I am experimenting with AI and specifically character recognition. I saw that one of the best algorithms is OCR and Google's implementation in Tesseract seems like the best open source solution right now.
So, I got some images and tried to apply Tesseract to them using python, the image in this case is a license plate so I wont show the original image, but after some preprocessing I end up with this:
It seems like a pretty simple image to get text from but I always get 624830, so the 830 is fine but 624 should be GZX.
This is my code:
import pytesseract
import cv2
# Opening the image
img = cv2.imread("plate.jpg")
# Preprocess (Better performance)
w,h,_ = img.shape
img = cv2.resize(img, (w*2,h*2))
img = cv2.cvtColor(img,cv2.COLOR_BGR2GRAY)

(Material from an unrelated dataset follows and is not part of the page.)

PR #24743, opened 2026-07-15
CAMEL-24089: camel-file - Loop transferTo to handle files larger than 2 GB

davsclaus:
## Summary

img = cv2.medianBlur(img,5)
img = cv2.threshold(img,0,255, cv2.THRESH_BINARY+cv2.THRESH_OTSU)[1]
# Get a slice of the image with just the text to improve performance
box = []
data = pytesseract.image_to_data(img, config=r'--oem 3', output_type=pytesseract.Output.DICT)
n_boxes = len(data['level'])
for i in range(n_boxes):
(x, y, w, h) = (data['left'][i], data['top'][i], data['width'][i], data['height'][i])
if int(data['conf'][i]) > 0:
box.append((x, y, x + w, y + h))
h, w = img.shape
for box in box:
x_min, y_min, x_max, y_max = box
# Add some padding ensuring we do not get out of the image
x_min_pad = max(0, x_min - 5)
y_min_pad = max(0, y_min - 5)
x_max_pad = min(w, x_max + 5)
y_max_pad = min(h, y_max + 5)
# Get the slice
slice = img[y_min_pad:y_max_pad, x_min_pad:x_max_pad]
# Inference with LSTM on the slice
print(pytesseract.image_to_string(slice, config='--psm 8 --oem 3'))
All the preprocessing done was tested so I know that it does actually improve performance, if I remove it does not even detect the numbers right.
image_to_stringconfiguration ? this post stackoverflow.com/a/60161328/22258429 suggest using different parameters and manage to achieve accurate results.